TALLAHASSEE, Fla. — Nearly three years ago, when Hurricane Ian destroyed a bridge in southwest Florida and left residents on a barrier island with scant access to drinking water and food, Gov. Ron DeSantis leveraged his emergency authority to scramble contractors to reconstruct the bridge. It took less than three days.
Now, the Republican governor is wielding those same powers for something different: building an immigration detention center deep in the Everglades in a week.
Relying on an emergency order issued in January 2023 in response to a flood of Cuban and Haitian migrants arriving by boat in the Florida Keys, DeSantis is seizing county land, mobilizing a team of private companies to build a facility big enough to hold 3,000 detained immigrants and deploying Florida National Guard troops to secure the site. The rush of migrant arrivals ended long ago, but the order, which cites then-President Joe Biden’s “inadequate” response to immigration, has been repeatedly extended.

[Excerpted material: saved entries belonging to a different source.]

PR #647, opened 2023-01-01
Nushell br function

### LINKED ISSUE #375: Need a br shell function for nushell
An alias was previously proposed:

    alias br [] { broot | trim | cd $it }

but it doesn't seem to work now, either because of changes in nushell or because of changes in broot.

Help appreciated.

Canop:
Install the br function for nushell.

To have this function installed on a previously installed version of broot, run `broot --install`

Fix #375


mediumrarez:
Not working on Windows. `get_nushell_dir()` is returning the wrong path. It's supposed to be `%APPDATA%/nushell` on Windows. `~/.config/nushell/config.nu` is ignored, even if `%APPDATA%/nushell/config.nu` is deleted (tested).

Canop:
Is %APPDATA% the AppData/Roaming directory ? Is it [one of the directories BasesDir returns](https://docs.rs/directories/latest/directories/struct.BaseDirs.html) ?

FrancescElies:
Yes `%APPDATA%` = ~/AppData/Roaming`

Canop:
@FrancescElies Thanks. This should be an easy fix, then.

Canop:
@mediumrarez @FrancescElies Can you test again with the latest commit ?

FrancescElies:
Did a quick test with the latest commit.

image

I expected `RUST_BACKTRACE` to give me more context on which path it does not have privileges but it didn't.

Here my nushell dir structure
image

Canop:
> more context on which path it does not have privileges but it didn't

You're right. `shell_install/mod.rs` needs a better error handling. I'll work on that.

FrancescElies:
It was a permission problem in [this line](https://github.com/Canop/broot/blob/main/src/shell_install/mod.rs#L224) in `shell_install/mod.rs` you mentioned (normal users in windows are not allowed to create symlinks under windows), I am not sure what the best way would be to solve that problem, at the moment I just happen to be using windows but wouldn't adventure myself to say what to do about this, running `broot --install with admin rights did the following.
- Added a `source statement to my config.nu`
  image
- I opened broot via br on a new shell and seemed to work.

Canop:
Normal users are able to create files in this location but not symlinks ? Are symlinks something sensitive on Windows ?

FrancescElies:
¯\_(ツ)_/¯ I found [this](https://superuser.com/questions/10727/why-cant-normal-users-on-windows-create-symbolic-links) (my win knowledge is limited)

Canop:
@FrancescElies I've added context on errors, and some clarification for the user when that happens. Could you please remove the `config/broot/launcher `directory and launch the broot I just commited ?

FrancescElies:
The error message tells you what the files involved in the error 👍 great!
See below the test
image

Canop:
Damn, I didn't get the expected error...
Turns out "A required privilege is not held" isn't a "Permission denied".

I was expecting this kind of advice:
image

FrancescElies:
Sure, I'll give it a go tomorrow.

mediumrarez:
The latest commit is working just fine for me. It might be a good idea single-quote the file path in the sourcing line though.

As for the symlink permissions, I have some info to share. The symlink feature was introduced for NTFS in Windows Vista but restricted by admin privileges. That restriction was removed in one of the Windows 10 builds. If you're running a recent version of Windows it shouldn't be happening.

I don't know why @FrancescElies is having permission errors. Maybe the permissions for that folder itself are wrong?

FrancescElies:
> Could you try to fix this function: https://github.com/Canop/broot/pull/647/files#diff-6ff19a1ff611f3835b5a025663cf4dec901ed914626f78847414836439bd1a79R40 ?

This seems to catch the error https://github.com/FrancescElies/broot/commit/38b6d9b69aceacf9eb5c5cb6678554b149c0dcfd

Canop:
> This seems to catch the error [FrancescElies@38b6d9b](https://github.com/FrancescElies/broot/commit/38b6d9b69aceacf9eb5c5cb6678554b149c0dcfd)

Great. I don't see a way in GitHub UI to merge your change so I'll just copy it.

Canop:
Just waiting for final validation before merging in the PR.

PR #649, opened 2023-01-12
fix: nushell br alias fails on alt-enter if folder contains spaces

FrancescElies:
This is tiny fix for the case where a path contains white spaces in it.

Maybe @mediumrarez could double check what I am proposing is fine too?

### DIFF
--- a/src/shell_install/nushell.rs
+++ b/src/shell_install/nushell.rs
@@ -14,15 +14,10 @@
 
 use {
     super::{util, ShellInstall},
-    crate::{
-        conf,
-        errors::*,
-    },
+    crate::{conf, errors::*},
     directories::BaseDirs,
     std::path::PathBuf,
-    termimad::{
-        mad_print_inline,
-    },
+    termimad::mad_print_inline,
 };
 
 const NAME: &str = "nushell";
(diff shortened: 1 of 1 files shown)


mediumrarez:
It looks fine for the most part, but we should remove the `str replace -a '"' ''` line. Nushell is smart enough to deal with quotes by itself. It'll just cause path not found on linux when the path has `"` in in it.

FrancescElies:
@mediumrarez I agree with you, I couldn't test the `"` case (currently in a win. machine and it does not allow that character in the path) but I added a comment of how to test that code when doing changes to it.

Can you give it a try on your side?

Canop:
@FrancescElies You can add commits, no need to force push. I'll squash when merging if it's messy.

FrancescElies:
I am used to remove stuff in the history that adds nothing, but if you are checking out the branch you are right is more comfortable for you to just pull, I'll do like that from now on.

src/shell_install/nushell.rs
```diff
@@ -14,15 +14,10 @@
...
-        conf,
-        errors::*,
-    },
+    crate::{conf, errors::*},
     directories::BaseDirs,
     std::path::PathBuf,
-    termimad::{
-        mad_print_inline,
-    },
+    termimad::mad_print_inline,
```
FrancescElies, line 20: @Canop I had autoformat with cargo activated and I changed this lines by accident, this has nothing to do with this pr, shall I revert it or leave it as it is?

Canop: It's Ok, don't worry for such a small change, don't lose time reverting.

mediumrarez:
We could probably expand the regex to handle no-quotes and single quotes too. (Tested on Windows.)

```nushell
let target_dir = (open $cmd_file | parse -r `^cd\s+(?<quote>"|'|)(?<path>.+)\k<quote>[\s\r\n]*$` | get path | to text)
```

I'll have to test on linux tomorrow; it's too late for tonight.

src/shell_install/nushell.rs
Canop: BTW I'd like to use cargo fmt but things are slow to stabilize...
```
Warning: can't set `imports_layout = Vertical`, unstable features are only available in nightly channel.
Warning: can't set `version = Two`, unstable features are only available in nightly channel.
```

FrancescElies:
I will try it on Monday, but it looks good to me too, if you don’t mind shall I integrate it into this pr?

mediumrarez:
No, go ahead. Public domain 👌.

FrancescElies:
@mediumrarez if you are fine with the current code so am I :) and we could proceed for the merge

mediumrarez:
@FrancescElies Looks OK to me.

Canop:
OK, so I'll merge and try to have the new script replace the older one, right ?

FrancescElies:
I would say that's the right thing to do

Canop:
I'll add a system to have the script update proposed.

Canop:
https://github.com/Canop/broot/pull/655

PR #654, opened 2023-01-18
Dir preview

Canop:
- it's possible to call :open_preview when the selection is a directory
- when moving the selection in a browser view, the preview is moving accordingly even when it's a directory

Filtering, selections, scrolling, etc. are handled.
Like for other preview, the Enter key does nothing (for now).


n0bra1n3r:
Amazing! Is it possible to configure this using `default_flags` in the `toml` config file, so it's always on? I couldn't figure out how to use the `--cmd` switch from within the config file.

Canop:
@n0bra1n3r Why not change your launch shortcut to `br -c :open_preview` (you can define a function, depending on your shell, or even modify the /home/dys/.local/share/broot/launcher/bash/1 file) ?

PR #658, opened 2023-01-23
Add no-hide option to special paths

avlllo:
Hi there! In my projects I have several hidden folders that I need to see at all times. I noticed that there is a `hide` option for special paths, but no `no-hide` option. So this option has been added. I hope you'll find it useful.


Canop:
(sorry I'm not answered that before: I have some difficulties coping with all the work I have currently but I won't forget your PR)

Canop:
Very good PR. I merged it. My only concern now is that the limit that "special-paths" are only absolute paths will appear less relevant...

PR #666, opened 2023-02-07
Fix status not always displaying hint of input's verb

### LINKED ISSUE #665: Dangerously Incorrect rm verb statusline
If the file or directory selection is changed _after_ typing the `rm` verb, the statusline changes to give the incorrect instruction "Hit enter to open file" or "Hit enter to focus", when in-fact hitting enter will delete the file or directory.

This does not appear to be unique to the rm verb, it's just particularly dangerous with the rm verb. I'm not sure if the better solution is to fix the statusline, or change the behaviour... I'm leaning towards the latter, it's slightly less convenient but safer.

Canop:
Fix #665

### DIFF
--- a/CHANGELOG.md
+++ b/CHANGELOG.md
@@ -1,3 +1,6 @@
+### next
+- fix status line not always displaying the hint of the input's verb - Fix #665
+
 ### v1.20.0 - 2023-02-03
 <a name="v1.20.0"></a>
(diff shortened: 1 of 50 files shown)


Canop:
I have a few checks to do before I merge that but anybody confirming it seems OK would be helpful.

ThomasBrierley:
Looks good. :+1:

Done a side by side comparison with my custom config. Only difference I could see is the info being correct after typing a verb and navigating.

PR #676, opened 2023-02-24
Fall back on /usr/bin/editor for $EDITOR

danielzgtg:
This makes broot use `/usr/bin/editor` when `$EDITOR` has not been set yet. This reduces friction and improves the new user experience.

`/usr/bin/editor` is the convention on Ubnutu. Many editors such as `/bin/ed`, `/usr/bin/vim.basic` and `/usr/bin/vim.tiny` among others use `update-alternatives` to offer themselves as providers for `/usr/bin/editor` via `/etc/alternatives/editor`. `$EDITOR` is not usually set on Ubuntu. In fact, the Ubuntu developers patched software specifically for this. [For example](https://packages.ubuntu.com/kinetic/bash), `debian/patches/bash-default-editor.diff` in `bash_5.2-1ubuntu2.debian.tar.xz` makes bash consider `/usr/bin/editor` when doing CTRL-x CTRL-e.

This PR implements this Ubuntu-like behavior. It will not change anything if `$EDITOR` is already set. If someone is relying on a literal command called `$EDITOR`, they can start with `export EDITOR='$EDITOR'`, using the absolute path, or something else to get that back.

# Before

```
Unable to launch $EDITOR: No such file or directory (os error 2)
```

# After

vim opens.

### DIFF
--- a/Cargo.lock
+++ b/Cargo.lock
@@ -204,6 +204,7 @@ dependencies = [
  "users",
  "usvg",
  "usvg-text-layout",
+ "which",
  "xterm-query 0.1.0",
 ]
 
@@ -2503,6 +2504,17 @@ name = "weezl"
 version = "0.1.7"
 source = "registry+https://github.com/rust-lang/crates.io-index"
 checksum = "9193164d4de03a926d909d3bc7c30543cecb35400c02114792c2cae20d5e2dbb"
+
+[[package]]
+name = "which"
+version = "4.4.0"
+source = "registry+https://github.com/rust-lang/crates.io-index"
+checksum = "2441c784c52b289a054b7201fc93253e288f094e2f4be9058343127c4226a269"
+dependencies = [
+ "either",
+ "libc",
+ "once_cell",
+]
 
 [[package]]
 name = "winapi"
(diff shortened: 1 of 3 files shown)


Canop:
Thanks for the PR and research.

It doesn't feel right to do this inside broot but I see broot wouldn't be the first program to do it.

I'd welcome other inputs/opinions on this.

Canop:
This looks good.
I was also given an idea for an improvement: use the `which` crate to look for the path of `editor` rather than assuming it's `/usr/bin/editor`.

danielzgtg:
> use the which crate

Added

stevenxxiu:
Just to offer my opinion. Like @Canop I also disagree with this.

I don't think anyone expects there to be such a thing as `/usr/bin/editor` to even exist on a *Linux* distribution. Adding distribution specific code just seems strange to me. It's just forcing *Ubuntu* quirks onto everyone.

Canop:
@stevenxxiu With the added determination of the path of the `editor` command, and this being done only when `$EDITOR` is not set, I think it's in the category of ugly but useful little improvements. There's no real downside. I'm merging it with added logs.

PR #692, opened 2023-03-27
feat: add a `is_terminal` verb attribute, so externals that don't have terminal output, don't flicker

stevenxxiu:
I have a few custom external commands. One copies the current path with the home directory replaced with `~`. I use this one quite often. The constant flicker is rather annoying. Pretty much all of these commands flicker when run.

I discovered that the flicker is caused by `broot::launchable::Launchable::execute()` restoring the normal terminal for the command to run, and then reverting to *Broot*'s terminal. However none of the commands I use even have a terminal output.

So here I added a new `is_terminal` verb attribute. This defaults to `true` which is the previous behavior. But if set to `false`, it stops *Broot* restoring the normal terminal, hence removing the flicker

### DIFF
--- a/src/app/panel_state.rs
+++ b/src/app/panel_state.rs
@@ -973,7 +973,7 @@ pub trait PanelState {
     ) -> Status {
         if sel_info.count_paths() > 1 {
             if let VerbExecution::External(external) = &verb.execution {
-                if external.exec_mode != ExternalExecutionMode::StayInBroot {
+                if external.exec_mode != ExternalExecutionMode::StayInBrootTerminal {
                     return Status::new(
                         "only verbs returning to broot on end can be executed on a multi-selection".to_owned(),
                         true,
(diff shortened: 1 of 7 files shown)


Canop:
I'm missing something.
Can you please post one of your "custom external commands" as an example (in miaou if you prefer) ?

stevenxxiu:
Sure. Here's the worst case out of my custom external commands. I use it really often and it flickers every time.

```hjson
{
    key: ctrl-c
    external: ['sh', '-c', '~/.config/broot/copy_path.nu "$0"', '{file}']
    leave_broot: false
    is_terminal: false
}
```

Contents of `copy_path.nu`:

```
#!/usr/bin/nu
def _path_as_tilde [path: string] {
  $path | str replace $"^($env.HOME)\(?=/|$\)" ~
}

def main [path: string] {
  _path_as_tilde $path | xclip -in -selection clipboard
}
```

Canop:
@Stargateur I think I get it, the `is_terminal` flag is more like `switch_terminal`. I want to test a few things before I merge that, I just didn't have the time yet.

Canop:
BTW, your ctrl-c is like broot's `:copy_path` except that you want a tilde instead of the path to your home ?

PR #693, opened 2023-03-31
switch_terminal verb config parameter

Canop:
Broot runs in an "alternate terminal".
By default,  broot switches back to the normal terminal during the execution of a program it launches, then back to its alternate terminal on end of the external process.
In some cases, this adds an unnecessary flicker.
The `switch_terminal` verb parameter, whose default value is `true`, lets you disable this behaviour.

Same goal than https://github.com/Canop/broot/pull/692 but with some different data structures.

### DIFF
--- a/CHANGELOG.md
+++ b/CHANGELOG.md
@@ -1,3 +1,6 @@
+### next
+- `switch_terminal` verb parameter - Thanks @stevenxxiu
+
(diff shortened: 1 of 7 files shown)


Stargateur:
`switch_terminal` is better name

PR #703, opened 2023-05-03
Correct some typos

goggle:
Corrects some typos in the repository.

### DIFF
--- a/src/tree/tree.rs
+++ b/src/tree/tree.rs
@@ -129,8 +129,8 @@ impl Tree {
             if self.lines[i].score > self.lines[best_index].score {
                 best_index = i;
             }
-            for d in 0..self.lines[i].left_branchs.len() {
-                self.lines[i].left_branchs[d] = false;
+            for d in 0..self.lines[i].left_branches.len() {
+                self.lines[i].left_branches[d] = false;
             }
         }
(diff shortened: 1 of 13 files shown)


src/tree/tree.rs
```diff
@@ -485,9 +485,9 @@ impl Tree {
                 // we'll try to keep the same path selected
                 let selected_path = self.selected_line().path.to_path_buf();
                 self.lines[1..].sort_by(|a, b| {
-                    let acount = a.sum.map_or(0, |s| s.to_count());
+                    let account = a.sum.map_or(0, |s| s.to_count());
```
Canop, line 488: It's not an "account", but the A count, just like there's a bcount.

src/verb/external_execution_mode.rs
```diff
@@ -3,7 +3,7 @@ pub enum ExternalExecutionMode {
     /// executed in the parent shell, on broot leaving, using the `br` function
     FromParentShell,
 
-    /// executed on broot leaving, not necessarly in the parent shell
+    /// executed on broot leaving, not necessary in the parent shell
```
Canop, line 6: The right one here would be "necessarily"

Canop (changes requested):
Thanks for that. A few changes are needed, though.

PR #706, opened 2023-05-17
left-elision of path when path/name doesn't fit

### LINKED ISSUE #700: shorten long directories to show filenames
Hi,

even on a maxed out terminal window im not able to see the full file names.

SCR-20230427-fv0

Sure this is a very insane folder structure, but sadly its a real world example and on smaler terminals this feature will make even more sense.
Here is how my shell is handling longer folder names:

SCR-20230427-fzy

For sure broot shall keep the matching parts, but this might be an idea to actually see something inside a horrible folder structure.

Just updated from 1.9 to the current version .. did i overlook an existing flag to already get this feature? If its already possible it should be a default, tho.

Canop:
Fix #700


Canop:
Checking it works even for characters taking several bytes and characters taking several screen cells:
image

PR #716, opened 2023-06-09
Add scoop to 3rd party repositories on the website docs

superusercode:
Scoop is a windows package manager, broot has been available through it for a while.


Canop:
Thanks.

As I don't know scoop at all, I'll let a few days for people to react here or in the chat before I merge the PR.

“This is not our first rodeo,” DeSantis told Fox News on Friday while touring an airfield owned by Miami-Dade County that has quickly been turned into a small grid of heavy-duty tents and trailers.
“The detention of illegal aliens is a little bit different,” the governor acknowledged. “But logistics, we know how to do that.”
The speed by which the state is building the detention camp — nicknamed Alligator Alcatraz in a nod to the gator-filled wetlands surrounding the site — has unnerved environmentalists as well as local and state elected leaders, some of whom are questioning whether the governor is overstepping his authority.